(Stored data entries)
::::::

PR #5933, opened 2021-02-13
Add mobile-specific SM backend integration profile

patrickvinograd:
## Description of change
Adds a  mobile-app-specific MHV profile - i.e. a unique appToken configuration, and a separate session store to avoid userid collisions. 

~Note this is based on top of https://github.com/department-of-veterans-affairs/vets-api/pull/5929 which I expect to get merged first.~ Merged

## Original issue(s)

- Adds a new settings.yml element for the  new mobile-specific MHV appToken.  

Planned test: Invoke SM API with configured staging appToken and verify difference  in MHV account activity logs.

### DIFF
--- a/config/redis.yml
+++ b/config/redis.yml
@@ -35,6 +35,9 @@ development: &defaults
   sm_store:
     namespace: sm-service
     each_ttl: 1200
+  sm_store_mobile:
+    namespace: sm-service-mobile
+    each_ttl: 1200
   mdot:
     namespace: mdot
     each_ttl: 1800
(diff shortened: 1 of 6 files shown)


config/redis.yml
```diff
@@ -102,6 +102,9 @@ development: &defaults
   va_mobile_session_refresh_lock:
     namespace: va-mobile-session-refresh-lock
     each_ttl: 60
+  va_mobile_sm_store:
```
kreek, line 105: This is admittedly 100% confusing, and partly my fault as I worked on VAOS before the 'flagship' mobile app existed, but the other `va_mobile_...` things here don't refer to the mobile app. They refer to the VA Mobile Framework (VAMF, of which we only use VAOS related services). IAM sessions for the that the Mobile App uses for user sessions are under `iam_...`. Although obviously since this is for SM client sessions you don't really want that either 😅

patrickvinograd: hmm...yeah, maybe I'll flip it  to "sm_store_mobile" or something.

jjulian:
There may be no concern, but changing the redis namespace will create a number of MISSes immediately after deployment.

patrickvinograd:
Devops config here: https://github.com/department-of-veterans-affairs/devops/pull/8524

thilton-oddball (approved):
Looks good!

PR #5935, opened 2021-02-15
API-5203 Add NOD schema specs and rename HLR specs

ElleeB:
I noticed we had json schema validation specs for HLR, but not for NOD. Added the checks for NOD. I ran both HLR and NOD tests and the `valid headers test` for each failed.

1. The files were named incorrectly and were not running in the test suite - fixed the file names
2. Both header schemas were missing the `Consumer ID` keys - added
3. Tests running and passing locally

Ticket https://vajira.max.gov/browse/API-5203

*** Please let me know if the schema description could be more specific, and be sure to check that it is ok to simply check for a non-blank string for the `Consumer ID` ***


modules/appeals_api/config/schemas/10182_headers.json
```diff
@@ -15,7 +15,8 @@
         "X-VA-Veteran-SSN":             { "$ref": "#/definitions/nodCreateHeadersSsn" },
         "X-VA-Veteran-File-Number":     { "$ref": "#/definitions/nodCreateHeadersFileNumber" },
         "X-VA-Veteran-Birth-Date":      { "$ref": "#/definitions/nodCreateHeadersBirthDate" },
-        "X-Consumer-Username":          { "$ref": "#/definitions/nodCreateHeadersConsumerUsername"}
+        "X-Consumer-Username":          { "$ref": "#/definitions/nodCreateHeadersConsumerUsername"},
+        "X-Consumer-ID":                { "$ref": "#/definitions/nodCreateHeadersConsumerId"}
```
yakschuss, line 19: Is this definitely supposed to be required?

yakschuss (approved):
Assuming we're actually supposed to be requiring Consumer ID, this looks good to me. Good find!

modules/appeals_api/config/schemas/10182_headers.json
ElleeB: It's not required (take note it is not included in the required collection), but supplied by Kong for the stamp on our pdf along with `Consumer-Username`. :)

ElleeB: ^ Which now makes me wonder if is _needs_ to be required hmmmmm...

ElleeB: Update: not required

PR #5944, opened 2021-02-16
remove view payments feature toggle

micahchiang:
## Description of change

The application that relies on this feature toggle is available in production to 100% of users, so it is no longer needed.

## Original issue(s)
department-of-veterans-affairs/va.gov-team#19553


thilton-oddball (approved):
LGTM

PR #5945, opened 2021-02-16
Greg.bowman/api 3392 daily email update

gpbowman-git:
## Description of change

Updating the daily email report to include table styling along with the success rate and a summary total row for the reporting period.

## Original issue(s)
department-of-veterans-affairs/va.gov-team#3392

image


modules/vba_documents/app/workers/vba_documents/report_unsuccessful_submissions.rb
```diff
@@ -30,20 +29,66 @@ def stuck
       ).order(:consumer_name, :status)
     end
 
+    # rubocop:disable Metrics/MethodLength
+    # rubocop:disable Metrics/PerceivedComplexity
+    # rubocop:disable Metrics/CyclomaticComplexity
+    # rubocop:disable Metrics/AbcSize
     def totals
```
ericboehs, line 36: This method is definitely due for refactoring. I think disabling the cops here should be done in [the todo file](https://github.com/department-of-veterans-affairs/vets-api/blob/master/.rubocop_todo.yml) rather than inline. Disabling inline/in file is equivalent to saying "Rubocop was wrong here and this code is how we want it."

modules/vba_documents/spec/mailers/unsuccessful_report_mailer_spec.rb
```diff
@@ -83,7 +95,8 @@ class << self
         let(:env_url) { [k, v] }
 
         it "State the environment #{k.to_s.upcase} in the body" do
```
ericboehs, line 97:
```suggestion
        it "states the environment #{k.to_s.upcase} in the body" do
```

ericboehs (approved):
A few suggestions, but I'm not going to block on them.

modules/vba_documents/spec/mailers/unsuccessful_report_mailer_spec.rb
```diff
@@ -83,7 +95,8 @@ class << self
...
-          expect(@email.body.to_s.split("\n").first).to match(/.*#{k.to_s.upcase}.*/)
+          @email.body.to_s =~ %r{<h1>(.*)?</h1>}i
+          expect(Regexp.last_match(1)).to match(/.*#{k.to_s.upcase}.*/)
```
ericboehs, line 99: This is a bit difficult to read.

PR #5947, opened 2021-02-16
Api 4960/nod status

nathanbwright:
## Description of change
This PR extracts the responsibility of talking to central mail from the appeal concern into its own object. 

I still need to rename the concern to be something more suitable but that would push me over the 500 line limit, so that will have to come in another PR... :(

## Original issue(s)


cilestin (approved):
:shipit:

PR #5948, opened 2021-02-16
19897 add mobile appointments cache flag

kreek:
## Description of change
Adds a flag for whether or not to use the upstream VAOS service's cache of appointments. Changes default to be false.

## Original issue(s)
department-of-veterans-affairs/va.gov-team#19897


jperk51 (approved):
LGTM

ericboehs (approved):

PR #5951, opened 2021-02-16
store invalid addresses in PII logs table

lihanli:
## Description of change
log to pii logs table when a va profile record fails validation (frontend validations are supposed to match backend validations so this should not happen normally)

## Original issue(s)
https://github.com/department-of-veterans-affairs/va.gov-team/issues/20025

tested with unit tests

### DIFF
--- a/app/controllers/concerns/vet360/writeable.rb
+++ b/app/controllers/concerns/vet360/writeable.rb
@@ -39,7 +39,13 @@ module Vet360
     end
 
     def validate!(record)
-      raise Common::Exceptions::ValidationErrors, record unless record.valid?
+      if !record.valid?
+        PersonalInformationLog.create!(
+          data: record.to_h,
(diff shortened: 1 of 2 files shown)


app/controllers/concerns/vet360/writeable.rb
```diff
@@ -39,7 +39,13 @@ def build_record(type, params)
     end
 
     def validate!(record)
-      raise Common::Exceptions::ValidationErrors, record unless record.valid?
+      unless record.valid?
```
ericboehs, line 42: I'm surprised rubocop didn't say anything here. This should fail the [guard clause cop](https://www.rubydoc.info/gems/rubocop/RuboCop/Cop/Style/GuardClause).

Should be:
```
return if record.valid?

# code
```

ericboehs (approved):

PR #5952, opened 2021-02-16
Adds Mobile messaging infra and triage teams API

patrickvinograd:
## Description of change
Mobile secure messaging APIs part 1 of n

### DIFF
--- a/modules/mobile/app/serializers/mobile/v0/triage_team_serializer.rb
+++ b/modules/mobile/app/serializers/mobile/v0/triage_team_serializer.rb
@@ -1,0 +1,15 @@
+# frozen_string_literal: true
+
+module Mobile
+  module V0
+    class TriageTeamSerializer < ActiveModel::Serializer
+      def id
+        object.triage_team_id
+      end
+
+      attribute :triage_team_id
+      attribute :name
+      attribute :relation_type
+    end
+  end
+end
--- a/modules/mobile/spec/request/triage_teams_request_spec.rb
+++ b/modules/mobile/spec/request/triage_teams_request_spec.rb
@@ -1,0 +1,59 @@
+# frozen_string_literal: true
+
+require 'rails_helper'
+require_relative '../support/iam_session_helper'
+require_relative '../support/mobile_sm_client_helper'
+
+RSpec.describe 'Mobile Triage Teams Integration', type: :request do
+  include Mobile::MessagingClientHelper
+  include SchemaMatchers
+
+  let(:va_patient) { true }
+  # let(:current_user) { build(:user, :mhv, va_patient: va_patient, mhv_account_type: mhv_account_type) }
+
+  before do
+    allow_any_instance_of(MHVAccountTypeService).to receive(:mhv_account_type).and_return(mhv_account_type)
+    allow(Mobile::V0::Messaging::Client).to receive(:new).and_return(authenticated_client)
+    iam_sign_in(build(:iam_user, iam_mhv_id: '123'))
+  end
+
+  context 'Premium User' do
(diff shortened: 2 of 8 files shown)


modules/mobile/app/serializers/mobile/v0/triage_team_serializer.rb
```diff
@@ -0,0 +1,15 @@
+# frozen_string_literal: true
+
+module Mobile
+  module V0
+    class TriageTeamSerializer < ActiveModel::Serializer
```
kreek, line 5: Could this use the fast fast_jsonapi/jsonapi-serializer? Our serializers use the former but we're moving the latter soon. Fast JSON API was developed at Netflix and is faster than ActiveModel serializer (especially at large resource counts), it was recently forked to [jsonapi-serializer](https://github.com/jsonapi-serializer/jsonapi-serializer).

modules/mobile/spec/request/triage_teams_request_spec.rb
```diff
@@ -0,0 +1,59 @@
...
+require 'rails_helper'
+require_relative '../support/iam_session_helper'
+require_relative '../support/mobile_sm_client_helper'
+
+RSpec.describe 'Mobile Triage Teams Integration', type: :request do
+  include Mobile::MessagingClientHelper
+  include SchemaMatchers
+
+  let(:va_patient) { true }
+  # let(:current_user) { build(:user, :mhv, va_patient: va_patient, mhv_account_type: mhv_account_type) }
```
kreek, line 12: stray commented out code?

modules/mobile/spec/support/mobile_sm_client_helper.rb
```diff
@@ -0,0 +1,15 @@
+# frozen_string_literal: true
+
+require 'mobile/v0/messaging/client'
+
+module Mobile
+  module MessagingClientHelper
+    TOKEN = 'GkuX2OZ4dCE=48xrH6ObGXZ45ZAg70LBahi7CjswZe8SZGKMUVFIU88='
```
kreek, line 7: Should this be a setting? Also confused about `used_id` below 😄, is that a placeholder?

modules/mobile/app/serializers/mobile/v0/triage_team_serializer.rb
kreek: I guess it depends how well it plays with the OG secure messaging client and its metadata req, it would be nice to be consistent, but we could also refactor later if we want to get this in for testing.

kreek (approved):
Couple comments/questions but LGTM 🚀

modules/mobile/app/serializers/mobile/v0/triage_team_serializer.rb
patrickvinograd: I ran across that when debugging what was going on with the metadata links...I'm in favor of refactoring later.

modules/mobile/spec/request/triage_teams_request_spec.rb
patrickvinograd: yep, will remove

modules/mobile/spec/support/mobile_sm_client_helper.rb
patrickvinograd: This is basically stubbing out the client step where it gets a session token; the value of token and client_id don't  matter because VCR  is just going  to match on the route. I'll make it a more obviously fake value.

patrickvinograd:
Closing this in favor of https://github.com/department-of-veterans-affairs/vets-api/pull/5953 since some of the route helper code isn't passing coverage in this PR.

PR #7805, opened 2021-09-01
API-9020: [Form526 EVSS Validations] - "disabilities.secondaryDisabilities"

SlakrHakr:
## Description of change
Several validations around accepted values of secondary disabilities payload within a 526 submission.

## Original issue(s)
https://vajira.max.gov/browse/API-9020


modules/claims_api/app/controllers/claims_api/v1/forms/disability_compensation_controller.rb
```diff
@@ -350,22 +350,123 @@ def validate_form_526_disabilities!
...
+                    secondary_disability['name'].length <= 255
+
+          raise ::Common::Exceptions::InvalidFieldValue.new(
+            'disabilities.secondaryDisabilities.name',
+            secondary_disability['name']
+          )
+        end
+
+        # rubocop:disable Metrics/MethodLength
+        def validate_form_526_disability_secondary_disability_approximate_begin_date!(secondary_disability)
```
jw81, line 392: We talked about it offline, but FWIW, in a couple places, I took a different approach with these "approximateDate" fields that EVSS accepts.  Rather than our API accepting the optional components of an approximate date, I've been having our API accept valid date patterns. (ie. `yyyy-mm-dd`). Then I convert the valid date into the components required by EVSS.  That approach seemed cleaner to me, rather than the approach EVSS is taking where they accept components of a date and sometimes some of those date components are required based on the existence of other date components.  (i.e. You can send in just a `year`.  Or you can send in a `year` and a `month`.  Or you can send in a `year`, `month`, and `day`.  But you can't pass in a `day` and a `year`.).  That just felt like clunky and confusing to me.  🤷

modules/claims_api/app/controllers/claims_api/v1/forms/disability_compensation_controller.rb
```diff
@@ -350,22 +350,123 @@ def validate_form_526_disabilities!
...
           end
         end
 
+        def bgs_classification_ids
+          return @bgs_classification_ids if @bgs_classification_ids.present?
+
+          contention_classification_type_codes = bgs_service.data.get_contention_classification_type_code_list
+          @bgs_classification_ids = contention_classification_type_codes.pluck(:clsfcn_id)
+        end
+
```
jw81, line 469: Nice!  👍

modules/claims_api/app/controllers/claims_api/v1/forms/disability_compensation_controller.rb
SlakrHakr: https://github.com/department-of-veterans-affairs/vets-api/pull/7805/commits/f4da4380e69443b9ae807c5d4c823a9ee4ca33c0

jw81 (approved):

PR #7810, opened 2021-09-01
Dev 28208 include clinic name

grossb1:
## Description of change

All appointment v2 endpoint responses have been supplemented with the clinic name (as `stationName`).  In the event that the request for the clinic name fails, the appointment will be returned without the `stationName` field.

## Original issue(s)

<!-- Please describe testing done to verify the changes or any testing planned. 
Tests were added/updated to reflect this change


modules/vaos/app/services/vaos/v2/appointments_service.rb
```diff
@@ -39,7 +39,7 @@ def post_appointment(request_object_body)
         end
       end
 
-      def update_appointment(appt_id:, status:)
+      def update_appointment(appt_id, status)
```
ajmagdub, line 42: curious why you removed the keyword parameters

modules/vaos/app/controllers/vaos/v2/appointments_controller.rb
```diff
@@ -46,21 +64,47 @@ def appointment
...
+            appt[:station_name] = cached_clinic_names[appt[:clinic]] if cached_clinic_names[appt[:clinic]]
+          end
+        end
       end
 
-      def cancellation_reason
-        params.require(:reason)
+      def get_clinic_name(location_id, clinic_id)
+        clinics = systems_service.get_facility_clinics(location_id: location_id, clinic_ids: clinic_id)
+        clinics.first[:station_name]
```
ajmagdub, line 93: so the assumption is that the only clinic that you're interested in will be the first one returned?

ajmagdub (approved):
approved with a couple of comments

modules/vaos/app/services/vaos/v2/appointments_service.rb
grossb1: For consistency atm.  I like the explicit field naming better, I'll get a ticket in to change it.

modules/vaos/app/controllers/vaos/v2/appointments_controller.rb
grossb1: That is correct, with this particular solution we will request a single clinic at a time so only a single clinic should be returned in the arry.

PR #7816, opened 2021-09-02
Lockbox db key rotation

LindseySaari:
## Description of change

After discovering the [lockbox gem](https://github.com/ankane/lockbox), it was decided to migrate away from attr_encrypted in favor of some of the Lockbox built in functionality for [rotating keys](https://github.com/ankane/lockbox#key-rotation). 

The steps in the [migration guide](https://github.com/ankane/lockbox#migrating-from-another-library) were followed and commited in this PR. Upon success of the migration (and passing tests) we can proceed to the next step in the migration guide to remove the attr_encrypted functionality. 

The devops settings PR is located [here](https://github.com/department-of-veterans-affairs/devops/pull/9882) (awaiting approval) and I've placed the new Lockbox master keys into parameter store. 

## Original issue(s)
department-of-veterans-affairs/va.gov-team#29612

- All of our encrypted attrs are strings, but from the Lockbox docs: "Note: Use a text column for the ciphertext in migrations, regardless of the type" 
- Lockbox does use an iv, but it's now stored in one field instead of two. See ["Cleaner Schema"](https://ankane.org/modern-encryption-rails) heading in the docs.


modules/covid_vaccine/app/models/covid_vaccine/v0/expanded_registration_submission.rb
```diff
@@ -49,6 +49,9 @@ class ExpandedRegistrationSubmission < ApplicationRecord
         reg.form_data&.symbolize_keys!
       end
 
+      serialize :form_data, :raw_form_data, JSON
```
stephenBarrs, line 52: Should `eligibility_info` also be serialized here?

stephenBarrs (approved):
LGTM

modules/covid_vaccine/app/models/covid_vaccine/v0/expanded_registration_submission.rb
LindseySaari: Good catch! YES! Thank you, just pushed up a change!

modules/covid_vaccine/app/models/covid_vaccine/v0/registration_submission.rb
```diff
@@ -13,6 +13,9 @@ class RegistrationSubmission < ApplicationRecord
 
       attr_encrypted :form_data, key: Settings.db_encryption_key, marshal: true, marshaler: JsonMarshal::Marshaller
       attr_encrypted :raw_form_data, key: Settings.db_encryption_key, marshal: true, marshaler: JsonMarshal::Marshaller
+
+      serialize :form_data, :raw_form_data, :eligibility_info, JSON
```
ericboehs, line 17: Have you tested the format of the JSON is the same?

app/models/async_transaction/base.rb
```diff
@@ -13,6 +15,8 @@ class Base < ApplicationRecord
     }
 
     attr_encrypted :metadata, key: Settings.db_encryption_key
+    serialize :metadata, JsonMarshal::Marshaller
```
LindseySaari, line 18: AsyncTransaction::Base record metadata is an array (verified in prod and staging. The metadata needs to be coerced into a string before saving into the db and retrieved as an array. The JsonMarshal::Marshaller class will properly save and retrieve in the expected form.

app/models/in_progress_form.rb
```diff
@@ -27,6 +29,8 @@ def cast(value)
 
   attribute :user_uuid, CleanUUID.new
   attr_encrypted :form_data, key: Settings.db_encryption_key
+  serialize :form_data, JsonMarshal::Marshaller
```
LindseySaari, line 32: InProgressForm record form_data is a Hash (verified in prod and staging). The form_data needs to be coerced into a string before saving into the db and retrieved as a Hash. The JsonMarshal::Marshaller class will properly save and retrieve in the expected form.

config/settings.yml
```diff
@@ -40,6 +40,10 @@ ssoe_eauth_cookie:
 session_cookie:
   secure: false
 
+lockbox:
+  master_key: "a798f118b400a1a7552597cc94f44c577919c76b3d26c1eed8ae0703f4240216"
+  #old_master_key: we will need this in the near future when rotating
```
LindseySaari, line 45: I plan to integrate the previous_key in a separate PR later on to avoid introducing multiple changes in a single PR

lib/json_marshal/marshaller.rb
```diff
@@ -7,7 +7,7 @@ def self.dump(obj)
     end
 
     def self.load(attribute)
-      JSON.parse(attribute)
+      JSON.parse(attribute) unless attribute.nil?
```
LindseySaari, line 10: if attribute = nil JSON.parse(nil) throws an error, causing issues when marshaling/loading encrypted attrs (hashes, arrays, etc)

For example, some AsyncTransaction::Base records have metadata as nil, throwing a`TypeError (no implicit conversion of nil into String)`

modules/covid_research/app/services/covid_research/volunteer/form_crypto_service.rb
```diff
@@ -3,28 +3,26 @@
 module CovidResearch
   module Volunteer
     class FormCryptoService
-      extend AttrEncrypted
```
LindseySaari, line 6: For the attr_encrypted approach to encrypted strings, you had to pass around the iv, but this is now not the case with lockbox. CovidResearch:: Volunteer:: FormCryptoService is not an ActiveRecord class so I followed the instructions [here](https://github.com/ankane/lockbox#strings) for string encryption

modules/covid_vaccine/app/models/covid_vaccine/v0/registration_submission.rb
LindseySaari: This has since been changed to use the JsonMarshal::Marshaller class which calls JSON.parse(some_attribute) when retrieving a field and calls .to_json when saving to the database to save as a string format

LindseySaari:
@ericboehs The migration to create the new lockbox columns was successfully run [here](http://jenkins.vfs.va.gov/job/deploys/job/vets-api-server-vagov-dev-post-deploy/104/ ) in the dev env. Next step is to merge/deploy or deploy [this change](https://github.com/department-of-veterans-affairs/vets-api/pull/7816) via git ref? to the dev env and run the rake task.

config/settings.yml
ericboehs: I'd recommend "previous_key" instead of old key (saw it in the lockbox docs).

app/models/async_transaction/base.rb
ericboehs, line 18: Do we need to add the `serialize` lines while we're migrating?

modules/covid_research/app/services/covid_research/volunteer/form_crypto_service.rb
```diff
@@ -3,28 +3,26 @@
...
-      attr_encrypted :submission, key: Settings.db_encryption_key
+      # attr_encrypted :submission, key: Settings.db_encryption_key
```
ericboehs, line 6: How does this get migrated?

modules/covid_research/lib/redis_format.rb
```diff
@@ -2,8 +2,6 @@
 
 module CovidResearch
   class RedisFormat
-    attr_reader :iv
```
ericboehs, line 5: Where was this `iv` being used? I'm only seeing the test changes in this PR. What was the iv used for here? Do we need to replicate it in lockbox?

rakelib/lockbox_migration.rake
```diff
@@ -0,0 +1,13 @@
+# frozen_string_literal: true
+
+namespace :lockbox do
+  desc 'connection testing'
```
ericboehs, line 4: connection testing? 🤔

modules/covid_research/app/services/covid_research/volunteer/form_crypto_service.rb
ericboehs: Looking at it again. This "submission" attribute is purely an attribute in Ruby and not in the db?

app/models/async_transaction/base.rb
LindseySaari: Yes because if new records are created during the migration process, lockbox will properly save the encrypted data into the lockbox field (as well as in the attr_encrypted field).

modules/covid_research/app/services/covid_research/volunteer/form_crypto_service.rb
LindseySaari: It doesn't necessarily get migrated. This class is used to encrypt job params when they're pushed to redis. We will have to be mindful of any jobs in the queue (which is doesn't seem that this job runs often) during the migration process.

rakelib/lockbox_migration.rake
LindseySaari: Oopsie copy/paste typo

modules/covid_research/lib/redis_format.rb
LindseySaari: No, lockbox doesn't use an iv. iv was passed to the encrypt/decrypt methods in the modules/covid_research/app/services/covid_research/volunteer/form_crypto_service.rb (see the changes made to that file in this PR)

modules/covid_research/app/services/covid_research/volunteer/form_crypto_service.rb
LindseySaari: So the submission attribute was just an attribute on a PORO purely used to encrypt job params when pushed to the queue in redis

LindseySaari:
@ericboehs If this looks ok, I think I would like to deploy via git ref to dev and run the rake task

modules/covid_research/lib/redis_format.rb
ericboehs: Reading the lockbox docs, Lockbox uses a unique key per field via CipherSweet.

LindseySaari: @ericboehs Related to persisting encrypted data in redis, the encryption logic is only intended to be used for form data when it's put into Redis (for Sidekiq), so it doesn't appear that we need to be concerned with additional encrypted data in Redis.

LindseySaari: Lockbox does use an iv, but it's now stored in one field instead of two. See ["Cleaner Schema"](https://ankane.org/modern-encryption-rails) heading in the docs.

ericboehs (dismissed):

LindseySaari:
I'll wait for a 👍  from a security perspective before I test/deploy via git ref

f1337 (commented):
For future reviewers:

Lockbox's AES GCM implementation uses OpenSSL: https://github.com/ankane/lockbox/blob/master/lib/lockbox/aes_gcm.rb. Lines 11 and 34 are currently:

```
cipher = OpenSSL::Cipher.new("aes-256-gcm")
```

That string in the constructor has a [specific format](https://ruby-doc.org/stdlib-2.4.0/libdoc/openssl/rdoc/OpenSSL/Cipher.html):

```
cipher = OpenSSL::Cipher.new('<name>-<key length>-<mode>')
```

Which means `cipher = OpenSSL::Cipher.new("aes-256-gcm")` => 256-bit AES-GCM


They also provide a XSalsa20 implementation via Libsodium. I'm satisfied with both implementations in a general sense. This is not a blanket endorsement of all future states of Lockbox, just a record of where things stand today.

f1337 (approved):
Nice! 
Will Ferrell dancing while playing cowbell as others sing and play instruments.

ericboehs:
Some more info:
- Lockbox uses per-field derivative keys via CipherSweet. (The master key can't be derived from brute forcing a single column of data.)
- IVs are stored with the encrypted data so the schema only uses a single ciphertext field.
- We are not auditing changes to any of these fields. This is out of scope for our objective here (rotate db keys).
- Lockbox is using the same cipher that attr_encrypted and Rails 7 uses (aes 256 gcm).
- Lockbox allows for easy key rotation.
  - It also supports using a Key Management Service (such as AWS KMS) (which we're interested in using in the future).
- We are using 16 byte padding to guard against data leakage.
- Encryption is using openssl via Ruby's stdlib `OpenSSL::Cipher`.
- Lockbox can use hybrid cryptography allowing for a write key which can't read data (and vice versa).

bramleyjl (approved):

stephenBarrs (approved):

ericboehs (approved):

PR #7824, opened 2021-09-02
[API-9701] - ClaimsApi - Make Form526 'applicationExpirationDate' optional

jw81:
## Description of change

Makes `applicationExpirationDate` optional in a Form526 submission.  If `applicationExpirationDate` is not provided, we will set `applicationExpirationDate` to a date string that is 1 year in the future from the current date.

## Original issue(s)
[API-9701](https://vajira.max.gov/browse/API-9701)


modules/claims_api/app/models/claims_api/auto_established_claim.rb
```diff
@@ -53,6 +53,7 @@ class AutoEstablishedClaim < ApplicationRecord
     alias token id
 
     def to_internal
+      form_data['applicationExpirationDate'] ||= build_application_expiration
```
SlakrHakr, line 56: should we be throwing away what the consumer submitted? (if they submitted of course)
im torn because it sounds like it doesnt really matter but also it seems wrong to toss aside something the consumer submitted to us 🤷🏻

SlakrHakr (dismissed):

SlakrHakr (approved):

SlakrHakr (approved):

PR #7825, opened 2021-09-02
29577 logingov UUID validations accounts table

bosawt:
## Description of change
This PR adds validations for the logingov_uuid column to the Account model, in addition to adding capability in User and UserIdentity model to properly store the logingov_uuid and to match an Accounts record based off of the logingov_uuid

::::::

#### Exercise details:
Output, please, only the lines running from the start of the entries through the line that contains "avoid userid collisions.", including both of those lines.

#### Solution for this task:
PR #5933, opened 2021-02-13
Add mobile-specific SM backend integration profile

patrickvinograd:
## Description of change
Adds a  mobile-app-specific MHV profile - i.e. a unique appToken configuration, and a separate session store to avoid userid collisions. 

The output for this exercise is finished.